§ INSTRUCTIONS FOR THE TASK: Reproduce, without any change, the span of lines from the opening of the records below to the line containing "- Fix the input", inclusive.

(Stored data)

PR #449, opened 2023-09-15
Block: Query Filter: Design & accessibility fixes

ryelle:
See #419 & https://github.com/WordPress/wporg-showcase-2022/issues/151. This PR addresses the design & accessibility feedback for the Query Filter block. 

- Fix the input position to fix scroll issues (tabbing to items off screen moves them into view, selecting items does not scroll the whole page).
- Add the currently selected count to the Apply button when it's a multiple-select dropdown.
- Updates the font size, line height, and padding across the buttons and options to match the design.
- Add a hover state to options, add border radius to all option states (hover, checked, focus).
- Move dropdown down 10px.
- Update the Clear button to be `aria-disabled` when no items are selected, use that to style it as grey.
- When items are selected, Clear is now blueberry.

Thanks for the feedback @jasmussen & @joedolson!

## Screenshots

| | Screenshot |
|---|---|
| Multiple select, "e-commerce" selected, "Design" hovered | qf-selected-hover |
| Single select, none selected so Clear is disabled | qf-clear |

**To test**

Use this with Showcase to have something set up already.

No specific test instructions, just try interacting with the filters and make sure it matches the feedback & design.

### DIFF
--- a/mu-plugins/blocks/query-filter/postcss/style.pcss
+++ b/mu-plugins/blocks/query-filter/postcss/style.pcss
@@ -117,6 +117,7 @@
 
 .wporg-query-filter__option {
 	--wporg-query-filter--icon-size: 24px;
+	position: relative;
 }
 
 .wporg-query-filter__option input[type] {
@@ -128,6 +129,8 @@
 	overflow: hidden;
 	padding: 0;
 	position: absolute;
+	top: 0;
+	left: 0;
 	width: 1px;
 	word-wrap: normal !important;
 
--- a/mu-plugins/blocks/query-filter/postcss/style.pcss
+++ b/mu-plugins/blocks/query-filter/postcss/style.pcss
@@ -21,8 +21,8 @@
 	border-radius: 2px;
 	color: var(--wp--custom--wporg-query-filters--toggle--color--text);
 	font-family: var(--wp--preset--font-family--inter);
-	font-size: var(--wp--custom--button--typography--font-size);
-	line-height: var(--wp--custom--button--typography--line-height);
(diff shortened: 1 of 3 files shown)


StevenDufresne:
I had trouble testing this. Something with my local environment. The code changes look fine though.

§ WRITTEN RESPONSE:
PR #449, opened 2023-09-15
Block: Query Filter: Design & accessibility fixes

ryelle:
See #419 & https://github.com/WordPress/wporg-showcase-2022/issues/151. This PR addresses the design & accessibility feedback for the Query Filter block. 

- Fix the input position to fix scroll issues (tabbing to items off screen moves them into view, selecting items does not scroll the whole page).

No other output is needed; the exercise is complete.